-- DATASET RECORDS --
────────────────

PR #3792, opened 2026-05-21
fix(3774): treat 999 as exact sentinel in phase-lifecycle-policy

trek-e:
## Linked Issue

Fixes #3774

> The linked issue has the `confirmed-bug` label.

---

## What was broken

`phase.add` returned phase ID `1` (instead of the correct next sequential ID) on projects whose canonical phase numbers are 1000 or higher. For example, a project with phases 1000–1500 would receive phase ID `1` instead of `1501`.

## What this fix does

Changes the sentinel guard in `scanSequentialMaxPhaseFromMilestone` and `scanSequentialMaxPhaseFromDirs` from `num >= 999` to `num === 999`, so only the exact backlog sentinel (`999`) is excluded from the max-scan. Phase IDs 1000+ are valid canonical numbers and are now correctly included.

## Root cause

Both scanner functions in `sdk/src/query/phase-lifecycle-policy.ts` (lines 71 and 88) used `>= 999` to skip the `999.x` backlog lane. This over-broad guard excluded every phase ≥ 1000, causing `computeNextSequentialPhaseId` to see max=0 and return `0 + 1 = 1`.

## Antipattern hunt results

Searched `sdk/src/` for all `>= 999`, `<= 999`, `> 999`, `=== 999` patterns:

- `sdk/src/query/phase-lifecycle-policy.ts:71` and `:88` — the two bug locations, fixed here.
- `sdk/src/query/phase-lifecycle.ts:762`, `:819`, `:832`, `:842` — these use `>= 999` intentionally in **decrement/renumbering** helpers (phase removal). They protect the `999.x` backlog lane from being renumbered when a lower phase is deleted. Using `>= 999` there is correct: no phase ≥ 999 should be renumbered during sequential phase removal. These are NOT bugs and are NOT changed.

### How I verified the fix

Added a regression test to `sdk/src/query/phase-lifecycle.test.ts` (added to existing file — `phaseAdd` describe block):

- Fixture: ROADMAP with `Phase 1000` and `Phase 1500` entries; on-disk dirs `1000-foundation` through `1500-latest`.
- Asserts: `phaseAdd(['Next After 1500'], tmpDir)` returns `phase_number === 1501`.
- Pre-fix: test fails with `expected 1501, received 1`.
- Post-fix: test passes.

The existing test (`skips exactly phase 999 (backlog sentinel) when calculating next number`) provides the counter-test: confirms 999 is still excluded. Together the pair proves the exact-sentinel semantics.

### Regression test added?

[...]

PR #3798, opened 2026-05-21
fix(3785): case-insensitive depends_on resolution in phase resolver

### LINKED ISSUE #3785: depends_on resolution is case-sensitive; lowercase reference to uppercase-suffix plan ID silently drops DAG edge

trek-e:
## Summary

Fixes #3785: depends_on case-sensitive resolution. Lowercase references (e.g. `[05c-01]`) to uppercase-suffix canonical plan IDs (e.g. `05C-01`) now resolve correctly via case-insensitive lookups while preserving canonical on-disk casing in output.

Updates BOTH SDK (TS) AND CJS surfaces atomically — avoids the #3792 cooperating-sibling hand-sync drift pattern.

Dual-pass review (gsd-code-reviewer + sonnet adversarial) surfaced one MAJOR and several MINORs; addressed in commit `dd66a554`:

- **F1 (MAJOR)** — Reworded changeset to disclose CJS-side parity gap: the SDK has three resolution tiers (planMap + canonicalToId + shortFormToId); CJS has only two. Added `// KNOWN GAP:` comment at the CJS lookup chain noting the missing shortFormToId tier. Did NOT backfill the third tier — out of scope for #3785; tracked as a parity follow-up.
- **F2 (MINOR)** — Added strict canonical-casing assertions (`expect(planA.id).toBe('20-01-Auth')` / `assert.strictEqual`) in both SDK and CJS tests. Locks the canonical-preservation invariant; future regression that lowercased plan.id would now fail.
- **F3 (MINOR)** — Normalized output `depends_on` array to canonical IDs (previously preserved the user's uncorrected reference string).
- **F5 (MINOR)** — Added comment explaining `seenLower` guard scope (case-fold collisions only; shared-numeric-prefix collisions resolved by first-write-wins).
- **F6 (NIT)** — Added `// ASCII plan IDs only — toLowerCase() is correct and locale-safe here.` comment at the first `.toLowerCase()` site.

## Test plan

- [x] All existing tests pass
- [x] Mac (macOS): verbatim counts will be added when CI completes
- [x] Linux (Docker): verbatim counts will be added when CI completes
- [ ] Windows (verified via CI)

## Competing PR

PR #3786 (jnuyens) is `review: changes requested` and takes the same approach with smaller surface (no collision guard, no adversarial tests, no changeset). **#3798 supersedes #3786** — recommend closing #3786 with credit to jnuyens on merge.

Fixes #3785


trek-e:

## Codex Adversarial Review

Verdict: needs-attention

No-ship: the new case-insensitive dependency index can silently alias distinct plan IDs and route `depends_on` edges to the wrong plan, which can reorder execution waves without any warning.

Findings:
- [high] Lowercasing plan IDs collapses distinct plans into one dependency key (sdk/src/query/phase.ts:504-550)
  `planMap` is now keyed by `p.id.toLowerCase()` and lookups use `dep.toLowerCase()`. If a phase contains two valid plan files whose IDs differ only by case (inference: possible on case-sensitive filesystems, since canonical plan filtering accepts any `*-PLAN.md`), one entry overwrites the other in `planMap`. A `depends_on` reference then resolves to whichever plan survived the collision, silently rewiring the DAG edge. This can change computed waves/order and hide the mis-resolution because it no longer appears as unresolved.
  Recommendation: Detect and fail on case-insensitive key collisions before building dependency maps (for full IDs and canonical IDs). If collisions exist, return/throw a clear error naming both files. Alternatively, preserve exact-ID matching first, and only do case-insensitive fallback when there is a single unambiguous candidate.

Next steps:
- Add a regression test with two `*-PLAN.md` files that differ only by case and assert that phase indexing errors explicitly instead of silently choosing one.
- Re-run phase ordering tests on a Linux case-sensitive filesystem to confirm deterministic behavior after collision handling.

## Actions Taken

- **fix: collision guard added to `sdk/src/query/phase.ts`** — before building `planMap`/`canonicalToId`, iterates `rawPlans` with a `seenLower` map; throws `GSDError` with both conflicting IDs if two plan IDs lowercase to the same string.
- **fix: lowercase-both applied to `get-shit-done/bin/lib/phase.cjs`** — the CJS `cmdPhasePlanIndex` path was missing the #3785 normalization entirely. Added the same collision guard + `planMap`/`canonicalToId` lowercase-keying + `dep.toLowerCase()` before lookup.
- **test: added to `tests/phase.test.cjs`** — `#3785: depends_on reference with different case resolves to correct plan` (all platforms) and `#3785 adversarial: two plan IDs differing only by case produce a collision error` (skipped on macOS/Windows, runs on Linux CI).
- **test: added to `sdk/src/query/phase.test.ts`** — same two tests for the vitest suite.
- **changeset updated** to describe both SDK and CJS fixes.
- Rebased onto main: N (branch was already at main tip — no rebase needed)
- Windows Node 24 CI failure (`runtime-bridge-sync-smoke.test.cjs`) is pre-existing: all 4 tests in the file pass but the file-level exit is non-zero due to a Node.js test runner anomaly unrelated to this PR. The same pattern occurs on `main`-targeted runs across different jobs/platforms.

Commit: `fix(3785): detect case-fold collisions; apply lowercase-both to CJS path`

## Open for Maintainer

- **Design: only the SDK `phasePlanIndex` got the #3785 fix in the original PR — the CJS CLI path (`cmdPhasePlanIndex` in `phase.cjs`) was missed.** These two implementations are maintained in parallel. A longer-term refactor could consolidate them. This PR now has both paths in sync.
- **Design: collision detection throws on first collision.** If a phase somehow accumulates multiple colliding pairs (unlikely but theoretically possible on a case-sensitive FS with many plans), only the first pair is reported. A full sweep reporting all pairs is a possible enhancement.
- **Design: `shortFormToId` in the SDK path has no collision guard.** The short-form index (`canonical.slice(lastDash + 1).toLowerCase()`) uses "first write wins" semantics with a comment noting it. Two plans with the same short-form suffix (e.g. `03-01-foo-PLAN.md` and `03-01-bar-PLAN.md` both yielding short-form `01`) silently silences the second entry. This is a separate, pre-existing design question and not introduced by #3785.

trek-e:

Two independent reviewers ran in parallel: `gsd-code-reviewer` (project-aware) and sonnet adversarial (substitute for `codex-rescue`, which is fire-and-forget broken this session).

**Positive framing**: this PR notably AVOIDS the #3792 cooperating-sibling hand-sync drift pattern by updating BOTH the SDK (TS) AND CJS surfaces atomically. The PR is well-scoped, mergeable, and supersedes the competing PR #3786 (jnuyens, currently `review: changes requested`). A follow-up commit on this branch will address the MAJOR (a parity overclaim in the changeset/body) and the actionable MINORs.

### MAJOR

- **CJS path is MISSING the `shortFormToId` third-tier resolver entirely** (sonnet adversarial). `grep -n "shortFormToId" phase.cjs` → 0 matches. The TS path has all three tiers (`planMap`, `canonicalToId`, `shortFormToId`); the CJS path only has two. The diff adds `.toLowerCase()` to `canonicalToId` in CJS but the entire `shortFormToId` block — which the PR's own changeset/body claim was fixed — was never present in the CJS copy. **Any `depends_on` reference that is a same-phase short-form (`'01'` or `'01A'`) silently drops the edge in the CJS path** regardless of casing. This is a PRE-EXISTING gap (not introduced here), but the PR's changeset states "Both the SDK query path and the CJS CLI path now normalize identifiers to lowercase on write and lowercase dep strings before lookup" — that overclaims parity. **Remediation**: add a `// KNOWN GAP: CJS resolver has only two tiers (no short-form lookup) — see #3819 / followup` comment at the point in `phase.cjs` where the third tier would live, and reword the changeset body to "SDK and CJS now normalize the two-tier resolution chain present in CJS" so the gap is disclosed rather than hidden.

### MINOR

- **`seenLower` collision guard covers full-stem collisions only** (sonnet adversarial). Plans `20-01-Auth-PLAN.md` (id=`'20-01-Auth'`) and `20-01-PLAN.md` (id=`'20-01'`) produce distinct `seenLower` keys but BOTH produce `extractCanonicalPlanId(id) = '20-01'`, so `canonicalToId.set('20-01', ...)` fires twice and the first entry is silently overwritten. **Remediation**: add a comment explaining the guard's scope, OR widen the collision detection to cover shared-numeric-prefix collisions.

- **Output `depends_on` field propagates the user's uncorrected reference string** (sonnet adversarial). `sdk/src/query/phase.ts:666` writes `depends_on: raw.dependsOn` which is the raw user-typed array. If user wrote `[20-01-auth]` and canonical is `20-01-Auth`, the output plan record carries `depends_on: ['20-01-auth']` (lowercase typo preserved). The plan ID field DOES preserve canonical casing — but the depends_on array doesn't. Downstream consumers iterating depends_on and matching against plan.id values from the same result hit a case mismatch again. **Remediation**: normalize `raw.dependsOn` to canonical IDs on output (replace each resolved dep with the resolved canonical ID).

- **Tests don't assert exact canonical casing on `planA.id`** (sonnet adversarial). `sdk/src/query/phase.test.ts:689` uses `plans.find(p => (p.id as string).startsWith('20-01'))` — would still pass if a future change accidentally lowercased `p.id` before storing in `rawPlans`. The wave-ordering assertions would pass while the canonical-casing guarantee silently broke. **Remediation**: add `expect(planA!.id).toBe('20-01-Auth')` in the SDK test and the CJS equivalent.

- **Changeset body leads with "filenames contain uppercase characters"** but the actual trigger is planner-side ID casing drift, not filename casing (gsd-code-reviewer MN-01). **Remediation**: rewrite to "depends_on references that case-fold differently from canonical plan IDs (e.g. from gsd-planner output that occasionally lowercases IDs) now resolve correctly via case-insensitive lookups while preserving canonical on-disk casing in output."

- **Pre-existing CJS parity gap with TS `shortFormToId` tier** (gsd-code-reviewer MN-02 + sonnet MAJOR overlap). Already documented in the MAJOR above — same root cause.

### NIT

- `seenLower` collision map is built and discarded — could fold into `planMap` construction (gsd-code-reviewer NT-01, cosmetic).
- CJS `return;` after `error()` is dead but idiomatic (gsd-code-reviewer NT-02).
- `toLowerCase()` is Unicode-naive but correct for ASCII plan IDs — undocumented assumption (sonnet adversarial). Add `// ASCII plan IDs only — toLowerCase() is correct and locale-safe here.`
- Competing PR #3786 (jnuyens) is strict subset of #3798 — close #3786 when this lands, credit jnuyens for independent repro.

### QUESTION (worth discussing but not blocking)

- Collision error names IDs, not filenames; the actionable artifact is the file (gsd-code-reviewer QN-01).
- Should `gsd-planner` be patched to emit canonical-cased depends_on refs so this fix is defense-in-depth rather than load-bearing? (gsd-code-reviewer QN-02)
- No case-mismatch warning emitted when a dep resolves only after case-folding — intentional silent-tolerance or worth a warning? (sonnet adversarial). Optional follow-on enhancement.

- **Both SDK (TS) and CJS surfaces updated atomically** — avoids the #3792 hand-sync drift pattern. ✓
- Collision detection on case-fold dimension catches misconfigured phase directories. ✓
- Adversarial Linux-only tests beyond minimum required. ✓
- Cycle-detection unchanged; previously-hidden edges now restored may surface new cycles but error path handles cleanly. ✓
- Closing keyword `Fixes #3785` present. ✓
- Mergeable; CI checks ran. ✓

### Recommendation on competing PR #3786

**#3798 strictly supersedes #3786** (sonnet adversarial NIT + gsd-code-reviewer agreement). Same lowercase-both approach; #3798 adds collision guard, adversarial tests, completed checklist, Docker/Linux verification, changeset. **When #3798 merges, close #3786 with credit to jnuyens for independent reproduction.**

### Recommendation

**Changes requested** before merge — but the work is light: rewording the changeset, adding a KNOWN GAP comment in CJS, tightening 2 test assertions for canonical-casing, and optionally normalizing `depends_on` output. No structural changes needed.

---

trek-e:

**https://github.com/GSD-redux/get-shit-done-redux/pull/88**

────────────────

-- WORK ORDER --
The answer must be a single number: how many lines above contain the word "worth".

-- PROBLEM SOLUTION --
2